**Directions for this task:**
Restate all of the data below word for word.

**Records provided:**

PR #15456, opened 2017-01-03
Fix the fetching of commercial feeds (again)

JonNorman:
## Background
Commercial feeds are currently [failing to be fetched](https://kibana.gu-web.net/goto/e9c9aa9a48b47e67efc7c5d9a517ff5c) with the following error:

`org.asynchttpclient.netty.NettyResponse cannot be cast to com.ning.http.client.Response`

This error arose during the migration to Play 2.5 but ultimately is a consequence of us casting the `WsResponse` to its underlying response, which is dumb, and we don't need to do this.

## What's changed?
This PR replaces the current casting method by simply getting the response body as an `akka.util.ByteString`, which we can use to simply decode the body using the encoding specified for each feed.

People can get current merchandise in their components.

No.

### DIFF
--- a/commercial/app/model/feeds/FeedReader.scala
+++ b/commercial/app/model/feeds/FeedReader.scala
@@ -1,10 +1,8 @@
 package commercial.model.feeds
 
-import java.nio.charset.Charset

**Answer to this exercise:**
PR #15456, opened 2017-01-03
Fix the fetching of commercial feeds (again)

JonNorman:
## Background
Commercial feeds are currently [failing to be fetched](https://kibana.gu-web.net/goto/e9c9aa9a48b47e67efc7c5d9a517ff5c) with the following error:

`org.asynchttpclient.netty.NettyResponse cannot be cast to com.ning.http.client.Response`

This error arose during the migration to Play 2.5 but ultimately is a consequence of us casting the `WsResponse` to its underlying response, which is dumb, and we don't need to do this.

## What's changed?
This PR replaces the current casting method by simply getting the response body as an `akka.util.ByteString`, which we can use to simply decode the body using the encoding specified for each feed.

People can get current merchandise in their components.

No.

### DIFF
--- a/commercial/app/model/feeds/FeedReader.scala
+++ b/commercial/app/model/feeds/FeedReader.scala
@@ -1,10 +1,8 @@
 package commercial.model.feeds
 
-import java.nio.charset.Charset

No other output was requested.